In a study of seven species of diving ducks, the control region divergence was less than 17 percent. This translates to 1700 - 2500 generations, which at a few years per generation is also in the several thousands of years range. Another study of closely related species of birds found that the difference in total mitochondrial DNA was about 5 percent or less. This probably translates to about 20 percent in the control region, and thus about 2000 to 3000 generations. With 2 or 3 years per generation, this again translates to a separation time of a few thousand years ago.

We can also obtain similar young ages for bacteria and Drosophila (a fruit fly) based on nuclear DNA mutation rates. The generation time for the colon bacterium E. coli is about 20 minutes, or about 50 generations per day and 15,000 generations per year. In 6,000 years there would be about 100 million generations. The mutation rate per base pair per generation is about 10^-9 in bacteria. Thus in 100 million generations, there would be about a 10 percent change in the non-functional DNA and a 20 percent difference between two random individuals. The actual difference observed for E. coli is about 5 percent. This low figure might be explained by a lower mutation rate and by the fact that a considerable portion of the bacterial DNA is functional. We observe mutations in functional DNA less frequently than in non-functional since mutations there are more likely to be harmful and thus the carrier would be eliminated from the population by natural selection.

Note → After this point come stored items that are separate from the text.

PR #1416, opened 2026-09-02
Remove Logger from Application struct

harinik:
After the changes in !1424, all the RestAPI server handlers will retrieve the logger from the request context. Removing the Logger field from Application enforces that api.Logger is not used directly and encourages getting the logger from the request context.

Application's Logger was only being used by the RestAPI handlers so removing it does not affect any other components. Verified that all unit tests pass.

## Summary by CodeRabbit

- **Bug Fixes**
  - Improved request-scoped logging for API requests, warnings, errors, and panic recovery.
  - Preserved relevant request context in server logs, making troubleshooting clearer and more consistent.
  - Resolved logging-related build issues affecting API components.

- **Refactor**
  - Standardized server lifecycle, metrics, request, and error logging through explicitly configured logging.


aaronbrethorst:
### Code review

aaronbrethorst (dismissed):
Thanks. The refactor itself is correct. Against current main it's really 7 files: `cmd/api/*`, `internal/app/application.go`, and two test files. Production behavior is unchanged: `main.go` sets the default logger and passes the same one in, every request path already uses `logging.FromContext` (which falls back to `slog.Default()`), and request logs still carry `request_id`.

It needs a rebase before it can merge. The branch was cut from #1424's history before that PR was squashed, so it conflicts with main in five files. Some things to watch for:

- **Two files merge "cleanly" but won't compile.** In `internal/restapi/arrivals_core.go` and `current_time_handler.go`, git keeps both copies of the moved `reqLogger :=` lines, which gives seven "no new variables on left side of :=" errors.
- **Take main's side in `internal/logging/structured_logging.go`.** This branch still has the old `attr.Key == "duration" || ...` check. Main has the `KindDuration` check requested on #1424, and resolving in this branch's favor would undo it.
- **Rebase rather than merge main in.** A merge would bring the pre-squash #1424 commits ("fixes", "review", "merge from main") onto main a second time. Rebasing just your Logger-removal commit onto main avoids all of the above.

While you're there, `BuildApplication`'s doc comment in `cmd/api/app.go` still says it creates the logger.

Once it's rebased and green, no re-review is needed unless the resolution changes behavior.

burma-shave:
looks good! I just did a quick rebase to get rid of the old commits

PR #1388, opened 2026-08-21
Cover schedule-for-stop response shape guarantees

ARCoder181105:
Fixes #1034

Stacked on #1387 — its commits show up in this diff until it merges. Review the last commit here.

## What changed

Re-read the endpoint against the wiki and covered what the suite was missing. The existing tests already assert natural route sorting, alphabetical direction sorting, block-boundary flags, both `date` formats, invalid dates, and malformed IDs, so this adds only the gaps:

- The envelope's own fields: `code`, `text`, `version`, `currentTime`.
- Every reference list is present, and `trips`, `stopTimes` and `situations` stay empty — the entry references trips by ID only, which #1032 established.
- Every route named in `stopRouteSchedules` has a record in `references.routes`.
- Stop times carry combined `tripId` and `serviceId`, always include `stopHeadsign`, and come back sorted by departure time.

Departure-time ordering was previously guaranteed only by the query's `ORDER BY`, with nothing asserting it end to end. That matters more now that #1387 appends synthesized stop times after the ordered ones.

## Spec

[Success Guarantees](https://github.com/OneBusAway/maglev/wiki/schedule-for-stop#success-guarantees) and the [Response Structure](https://github.com/OneBusAway/maglev/wiki/schedule-for-stop) section, which documents the envelope and the `scheduleStopTimes[]` field shape.

Coverage of the remaining spec clauses lands with the PRs that implement them: route-less stops and no-service dates in #1384, date-validation ordering in #1385, frequencies in #1386, `exact_times=1` expansion in #1387.

## Summary by CodeRabbit

* **Bug Fixes**
  * Stop schedules now display departures in chronological order for more consistent results.
  * Exact-time trips are now represented as individual scheduled stop times rather than headway windows.

PR #1418, opened 2026-09-03
Return 500 when an entity lookup fails

omlahore:
## The rule this follows

`CONTRIBUTING.md` states it directly, and names the reference implementation:

> When a DB lookup fails, distinguish "not found" from "the query itself failed": check `errors.Is(err, sql.ErrNoRows)` and return 404 via `sendNotFound` only for that case; any other error should go through `serverErrorResponse` (500). Collapsing every error into a 404 hides real outages behind a "not found" response — `internal/restapi/route_handler.go` is a good reference for this pattern.

Three lookups do not follow it, so a busy database, an I/O error or a cancelled context is reported to the client as a missing entity.

## The change

Two of the three take their id from the client, so they get the `route_handler.go:21-30` form exactly:

- `shapes_handler.go:19`, `GetAgency(ctx, agencyID)`
- `schedule_for_route_handler.go:25` and `:31`, `GetRoute` and `GetAgency`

For Drosophila, the generation time is about 2 weeks. This leads to 25 generations per year, and about 150,000 generations in 6,000 years. The mutation rate for Drosophila is about 2 x 10^-8 mutations per nucleotide per generation or even twice as high or more, according to Kondrashev. This rate may also be computed from the fact that Drosophila has about 20,000 genes, each gene has about 1,000 base pairs, and there appears to be about one slightly harmful mutation per zygote (a fertilized egg) per generation in Drosophila. In 150,000 generations, there would be a change of about 3 x 10³ in non-functional DNA, and about a 0.6 percent difference between two random individuals. Since the mutation rate is likely twice as high, this difference could be as high as 1.2 percent. The observed value is about 1.5 percent. The increase could be due to a slightly higher mutation rate, a slightly smaller generation time, mutational hot-spots, differences at Creation, or an origin slightly longer than 6,000 years ago.

This is just the tip of the iceberg, and many similar results will undoubtedly soon be reported. We hope that these results will cause biologists to give more serious consideration to the possibility that the Biblical record of a recent creation is historically accurate.